At the top of your document you’ll still need to add the header or meta tag to your apps/pages to opt-in to Chrome Frame rendering:
<meta http-equiv="X-UA-Compatible" content="IE=edge,chrome=1">
Couldn’t be easier, and if you’re using a starter kit like the excellent HTML5 Boilerplate, it’s already in there!
So, why, you might ask, did it take this long from showing user-mode at I/O to get this to the the world?
Good, if convoluted question. The answer is long, complicated, and involves a harrowing-yet-seamless transition of hundreds of millions of Chrome installs to a new installer infrastructure, but I’ll skip to the punch line: millions of users won’t even have to download Chrome Frame to install it. Chrome Frame’s quick-enable mode is available on every system that has Chrome installed — even if Chrome isn’t being used as the default browser — which means that for many of your users installing Chrome Frame can be nearly instant. No download, no traditional install process. Just “activate”, “accept” and those users are on their way back to your site to experience the HTML5 goodness you’ve built.
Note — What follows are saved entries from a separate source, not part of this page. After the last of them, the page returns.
PR #647, opened 2025-09-21
Updates for timely 0.25

frankmcsherry:
Updates necessary for recent changes to timely, mostly around input and output handles and sessions. A bit due to removing a `+Hash` constraint on `Timestamp`.


frankmcsherry:
I think the massive addition in `examples/columnar.rs` are a merge glitch, where I developed the changes on a branch with a lot of these changes, did a `git stash`, and then popped them atop `master`. The file is almost entirely different in the branch, so .. totally mystery how this worked out. But could probably revert those changes and then start the correction again.

PR #650, opened 2025-09-24
Introduce traits for collection containers

frankmcsherry:
This PR introduces traits `Negate`, `Enter`, `Leave`, and `ResultsIn` for containers, such that collections based around containers implementing each of these traits gets access to the corresponding methods.


frankmcsherry:
In principle this should be extendable to the `Iterate` trait, but .. it's a bit weird in that the trait now needs to name two container types, the "returned" type and the "iterated" type. All possible, but a bit wordy and perhaps the next steps should be to adapt `examples/columnar.rs` to use variables first, to ensure that the traits check out.

PR #710, opened 2026-04-04
Use containers for interesting (keys, time)

frankmcsherry:
The reduce logic maintains a list `[(key, time)]` of "pending work" that cannot yet be discharged because the frontiers have yet to read the time. This has been in a `Vec<(Key, Time)>` of owned data, but is now in a container. The core logic always visited everything in order, and it is not hard to do a merge from the prior list to the next, key by key. At the moment there is still some time cloning and ownership, for ease, but this could be removed. The main goal, still in progress, is the removal of owned keys.


frankmcsherry:
So, the next challenge is that `Vec<(K, ...)>` doesn't implement `Push<(&K, ...)>` like all the better containers do. It only knows how to accept an owned `K`, or a reference to a full tuple that implements `Clone`, which makes it tricky to avoid the ownership. Probably time for the re-investigation of the `Builder` trait, and why it needs things the way it does.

If you’re contemplating adding a prompt to your site or app, know that you’re not alone either. As promised, GMail is asking all IE 6 and 7 users to upgrade or install Chrome Frame. A growing list of sites like Angry Birds couldn’t have been built without assuming Chrome Frame as a solution to “the IE problem”.
Chrome Frame is all about turning HTML5 from a “someday…” prospect to a reality for your very next project, even if you’re deploying to users and organizations that can’t join us here in the future by adopting modern browsers. Only the trailing edge has been standing still, and now that we’re all free of it I can’t wait to see we build.
The web is about to get better a whole lot faster.
Update: Erik Wright informs me that we don’t even need the
prefersystemlevel now! Post updated to reflect this.